THE PROBLEM: Copy each entry as written.
--- SOURCE DATA Enclosed Below ---
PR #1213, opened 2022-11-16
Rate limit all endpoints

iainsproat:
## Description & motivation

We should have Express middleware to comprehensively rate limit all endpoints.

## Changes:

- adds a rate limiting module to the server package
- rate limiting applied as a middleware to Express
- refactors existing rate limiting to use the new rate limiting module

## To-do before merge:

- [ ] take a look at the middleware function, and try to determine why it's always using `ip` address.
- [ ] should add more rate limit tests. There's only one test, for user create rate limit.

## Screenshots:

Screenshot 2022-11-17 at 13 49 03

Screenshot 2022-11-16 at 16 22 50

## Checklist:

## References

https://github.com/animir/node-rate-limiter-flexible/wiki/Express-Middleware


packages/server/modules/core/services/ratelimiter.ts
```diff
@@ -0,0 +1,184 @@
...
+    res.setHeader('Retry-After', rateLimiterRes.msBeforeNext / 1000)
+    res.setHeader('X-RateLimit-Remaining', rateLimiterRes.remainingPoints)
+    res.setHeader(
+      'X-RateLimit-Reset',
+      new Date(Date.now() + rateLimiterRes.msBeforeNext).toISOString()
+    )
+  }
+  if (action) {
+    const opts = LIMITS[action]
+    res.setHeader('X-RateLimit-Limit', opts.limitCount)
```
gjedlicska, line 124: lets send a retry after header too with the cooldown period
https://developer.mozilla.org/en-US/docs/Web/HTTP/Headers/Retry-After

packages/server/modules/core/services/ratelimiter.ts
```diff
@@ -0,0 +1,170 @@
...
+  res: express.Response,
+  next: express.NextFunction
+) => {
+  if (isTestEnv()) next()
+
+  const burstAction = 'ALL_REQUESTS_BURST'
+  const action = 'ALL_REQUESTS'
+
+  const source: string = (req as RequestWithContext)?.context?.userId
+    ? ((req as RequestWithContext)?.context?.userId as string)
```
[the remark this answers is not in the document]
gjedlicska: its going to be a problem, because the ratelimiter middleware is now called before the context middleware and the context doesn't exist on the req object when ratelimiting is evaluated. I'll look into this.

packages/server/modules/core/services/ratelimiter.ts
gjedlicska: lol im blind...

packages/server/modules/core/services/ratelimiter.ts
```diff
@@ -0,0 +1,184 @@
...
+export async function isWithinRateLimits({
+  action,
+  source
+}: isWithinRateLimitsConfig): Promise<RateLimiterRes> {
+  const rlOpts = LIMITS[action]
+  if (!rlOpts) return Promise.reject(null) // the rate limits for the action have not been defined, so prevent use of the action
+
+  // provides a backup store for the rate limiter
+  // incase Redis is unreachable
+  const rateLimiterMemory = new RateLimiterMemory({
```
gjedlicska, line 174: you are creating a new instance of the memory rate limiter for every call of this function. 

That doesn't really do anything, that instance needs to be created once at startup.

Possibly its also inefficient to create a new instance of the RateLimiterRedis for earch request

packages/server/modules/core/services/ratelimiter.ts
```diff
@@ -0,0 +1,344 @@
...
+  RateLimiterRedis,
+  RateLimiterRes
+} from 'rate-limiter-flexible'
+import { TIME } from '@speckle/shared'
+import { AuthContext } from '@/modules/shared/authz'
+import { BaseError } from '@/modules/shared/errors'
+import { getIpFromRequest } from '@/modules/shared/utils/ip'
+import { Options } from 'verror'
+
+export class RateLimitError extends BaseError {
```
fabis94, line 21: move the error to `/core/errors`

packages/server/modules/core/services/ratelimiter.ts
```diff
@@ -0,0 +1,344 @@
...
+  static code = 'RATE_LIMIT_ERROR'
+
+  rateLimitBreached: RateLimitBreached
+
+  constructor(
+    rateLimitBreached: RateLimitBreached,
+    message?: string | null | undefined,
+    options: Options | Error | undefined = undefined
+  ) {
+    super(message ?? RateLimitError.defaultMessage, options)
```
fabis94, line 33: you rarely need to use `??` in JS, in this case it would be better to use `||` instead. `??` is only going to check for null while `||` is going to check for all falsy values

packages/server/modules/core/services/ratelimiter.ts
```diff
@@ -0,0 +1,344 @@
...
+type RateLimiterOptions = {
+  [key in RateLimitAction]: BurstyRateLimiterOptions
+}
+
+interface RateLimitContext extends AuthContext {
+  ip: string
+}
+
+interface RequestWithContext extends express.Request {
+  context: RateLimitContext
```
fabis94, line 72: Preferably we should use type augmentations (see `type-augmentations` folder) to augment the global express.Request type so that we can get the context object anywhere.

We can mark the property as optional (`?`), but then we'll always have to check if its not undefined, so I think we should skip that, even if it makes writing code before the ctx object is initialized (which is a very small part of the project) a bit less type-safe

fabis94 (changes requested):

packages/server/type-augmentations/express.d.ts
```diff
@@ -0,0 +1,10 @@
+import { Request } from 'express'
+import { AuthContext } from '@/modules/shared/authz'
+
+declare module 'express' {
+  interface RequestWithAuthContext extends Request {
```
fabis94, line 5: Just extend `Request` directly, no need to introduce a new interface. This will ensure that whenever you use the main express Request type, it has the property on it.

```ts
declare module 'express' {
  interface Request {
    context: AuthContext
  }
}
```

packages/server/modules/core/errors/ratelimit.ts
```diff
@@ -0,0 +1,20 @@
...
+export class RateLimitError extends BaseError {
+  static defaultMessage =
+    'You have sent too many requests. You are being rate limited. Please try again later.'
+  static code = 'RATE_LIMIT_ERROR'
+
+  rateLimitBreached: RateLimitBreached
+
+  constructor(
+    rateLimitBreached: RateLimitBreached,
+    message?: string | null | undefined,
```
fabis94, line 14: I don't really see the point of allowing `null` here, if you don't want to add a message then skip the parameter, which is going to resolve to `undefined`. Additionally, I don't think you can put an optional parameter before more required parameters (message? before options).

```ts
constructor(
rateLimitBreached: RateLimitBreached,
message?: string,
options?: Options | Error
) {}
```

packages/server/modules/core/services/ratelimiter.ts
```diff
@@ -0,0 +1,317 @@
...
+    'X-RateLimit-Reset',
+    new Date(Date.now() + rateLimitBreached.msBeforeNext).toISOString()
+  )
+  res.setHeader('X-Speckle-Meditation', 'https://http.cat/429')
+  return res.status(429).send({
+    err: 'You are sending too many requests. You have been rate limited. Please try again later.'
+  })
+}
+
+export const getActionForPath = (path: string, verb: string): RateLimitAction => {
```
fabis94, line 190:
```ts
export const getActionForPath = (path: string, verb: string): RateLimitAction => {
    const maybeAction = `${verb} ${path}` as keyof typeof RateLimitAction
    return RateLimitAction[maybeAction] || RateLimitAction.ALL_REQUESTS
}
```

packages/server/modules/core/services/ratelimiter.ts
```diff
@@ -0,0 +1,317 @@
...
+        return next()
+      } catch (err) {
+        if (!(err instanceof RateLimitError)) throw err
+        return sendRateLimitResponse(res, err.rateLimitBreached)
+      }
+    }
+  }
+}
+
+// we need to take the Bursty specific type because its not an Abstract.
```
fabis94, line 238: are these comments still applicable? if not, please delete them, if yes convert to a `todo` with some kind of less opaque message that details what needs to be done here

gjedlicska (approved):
--- End of Enclosed SOURCE DATA ---
ANSWER TO THIS TASK:
PR #1213, opened 2022-11-16
Rate limit all endpoints

iainsproat:
## Description & motivation

We should have Express middleware to comprehensively rate limit all endpoints.

## Changes:

- adds a rate limiting module to the server package
- rate limiting applied as a middleware to Express
- refactors existing rate limiting to use the new rate limiting module

## To-do before merge:

- [ ] take a look at the middleware function, and try to determine why it's always using `ip` address.
- [ ] should add more rate limit tests. There's only one test, for user create rate limit.

## Screenshots:

Screenshot 2022-11-17 at 13 49 03

Screenshot 2022-11-16 at 16 22 50

## Checklist:

## References

https://github.com/animir/node-rate-limiter-flexible/wiki/Express-Middleware


packages/server/modules/core/services/ratelimiter.ts
```diff
@@ -0,0 +1,184 @@
...
+    res.setHeader('Retry-After', rateLimiterRes.msBeforeNext / 1000)
+    res.setHeader('X-RateLimit-Remaining', rateLimiterRes.remainingPoints)
+    res.setHeader(
+      'X-RateLimit-Reset',
+      new Date(Date.now() + rateLimiterRes.msBeforeNext).toISOString()
+    )
+  }
+  if (action) {
+    const opts = LIMITS[action]
+    res.setHeader('X-RateLimit-Limit', opts.limitCount)
```
gjedlicska, line 124: lets send a retry after header too with the cooldown period
https://developer.mozilla.org/en-US/docs/Web/HTTP/Headers/Retry-After

packages/server/modules/core/services/ratelimiter.ts
```diff
@@ -0,0 +1,170 @@
...
+  res: express.Response,
+  next: express.NextFunction
+) => {
+  if (isTestEnv()) next()
+
+  const burstAction = 'ALL_REQUESTS_BURST'
+  const action = 'ALL_REQUESTS'
+
+  const source: string = (req as RequestWithContext)?.context?.userId
+    ? ((req as RequestWithContext)?.context?.userId as string)
```
[the remark this answers is not in the document]
gjedlicska: its going to be a problem, because the ratelimiter middleware is now called before the context middleware and the context doesn't exist on the req object when ratelimiting is evaluated. I'll look into this.

packages/server/modules/core/services/ratelimiter.ts
gjedlicska: lol im blind...

packages/server/modules/core/services/ratelimiter.ts
```diff
@@ -0,0 +1,184 @@
...
+export async function isWithinRateLimits({
+  action,
+  source
+}: isWithinRateLimitsConfig): Promise<RateLimiterRes> {
+  const rlOpts = LIMITS[action]
+  if (!rlOpts) return Promise.reject(null) // the rate limits for the action have not been defined, so prevent use of the action
+
+  // provides a backup store for the rate limiter
+  // incase Redis is unreachable
+  const rateLimiterMemory = new RateLimiterMemory({
```
gjedlicska, line 174: you are creating a new instance of the memory rate limiter for every call of this function. 

That doesn't really do anything, that instance needs to be created once at startup.

Possibly its also inefficient to create a new instance of the RateLimiterRedis for earch request

packages/server/modules/core/services/ratelimiter.ts
```diff
@@ -0,0 +1,344 @@
...
+  RateLimiterRedis,
+  RateLimiterRes
+} from 'rate-limiter-flexible'
+import { TIME } from '@speckle/shared'
+import { AuthContext } from '@/modules/shared/authz'
+import { BaseError } from '@/modules/shared/errors'
+import { getIpFromRequest } from '@/modules/shared/utils/ip'
+import { Options } from 'verror'
+
+export class RateLimitError extends BaseError {
```
fabis94, line 21: move the error to `/core/errors`

packages/server/modules/core/services/ratelimiter.ts
```diff
@@ -0,0 +1,344 @@
...
+  static code = 'RATE_LIMIT_ERROR'
+
+  rateLimitBreached: RateLimitBreached
+
+  constructor(
+    rateLimitBreached: RateLimitBreached,
+    message?: string | null | undefined,
+    options: Options | Error | undefined = undefined
+  ) {
+    super(message ?? RateLimitError.defaultMessage, options)
```
fabis94, line 33: you rarely need to use `??` in JS, in this case it would be better to use `||` instead. `??` is only going to check for null while `||` is going to check for all falsy values

packages/server/modules/core/services/ratelimiter.ts
```diff
@@ -0,0 +1,344 @@
...
+type RateLimiterOptions = {
+  [key in RateLimitAction]: BurstyRateLimiterOptions
+}
+
+interface RateLimitContext extends AuthContext {
+  ip: string
+}
+
+interface RequestWithContext extends express.Request {
+  context: RateLimitContext
```
fabis94, line 72: Preferably we should use type augmentations (see `type-augmentations` folder) to augment the global express.Request type so that we can get the context object anywhere.

We can mark the property as optional (`?`), but then we'll always have to check if its not undefined, so I think we should skip that, even if it makes writing code before the ctx object is initialized (which is a very small part of the project) a bit less type-safe

fabis94 (changes requested):

packages/server/type-augmentations/express.d.ts
```diff
@@ -0,0 +1,10 @@
+import { Request } from 'express'
+import { AuthContext } from '@/modules/shared/authz'
+
+declare module 'express' {
+  interface RequestWithAuthContext extends Request {
```
fabis94, line 5: Just extend `Request` directly, no need to introduce a new interface. This will ensure that whenever you use the main express Request type, it has the property on it.

```ts
declare module 'express' {
  interface Request {
    context: AuthContext
  }
}
```

packages/server/modules/core/errors/ratelimit.ts
```diff
@@ -0,0 +1,20 @@
...
+export class RateLimitError extends BaseError {
+  static defaultMessage =
+    'You have sent too many requests. You are being rate limited. Please try again later.'
+  static code = 'RATE_LIMIT_ERROR'
+
+  rateLimitBreached: RateLimitBreached
+
+  constructor(
+    rateLimitBreached: RateLimitBreached,
+    message?: string | null | undefined,
```
fabis94, line 14: I don't really see the point of allowing `null` here, if you don't want to add a message then skip the parameter, which is going to resolve to `undefined`. Additionally, I don't think you can put an optional parameter before more required parameters (message? before options).

```ts
constructor(
rateLimitBreached: RateLimitBreached,
message?: string,
options?: Options | Error
) {}
```

packages/server/modules/core/services/ratelimiter.ts
```diff
@@ -0,0 +1,317 @@
...
+    'X-RateLimit-Reset',
+    new Date(Date.now() + rateLimitBreached.msBeforeNext).toISOString()
+  )
+  res.setHeader('X-Speckle-Meditation', 'https://http.cat/429')
+  return res.status(429).send({
+    err: 'You are sending too many requests. You have been rate limited. Please try again later.'
+  })
+}
+
+export const getActionForPath = (path: string, verb: string): RateLimitAction => {
```
fabis94, line 190:
```ts
export const getActionForPath = (path: string, verb: string): RateLimitAction => {
    const maybeAction = `${verb} ${path}` as keyof typeof RateLimitAction
    return RateLimitAction[maybeAction] || RateLimitAction.ALL_REQUESTS
}
```

packages/server/modules/core/services/ratelimiter.ts
```diff
@@ -0,0 +1,317 @@
...
+        return next()
+      } catch (err) {
+        if (!(err instanceof RateLimitError)) throw err
+        return sendRateLimitResponse(res, err.rateLimitBreached)
+      }
+    }
+  }
+}
+
+// we need to take the Bursty specific type because its not an Abstract.
```
fabis94, line 238: are these comments still applicable? if not, please delete them, if yes convert to a `todo` with some kind of less opaque message that details what needs to be done here

gjedlicska (approved):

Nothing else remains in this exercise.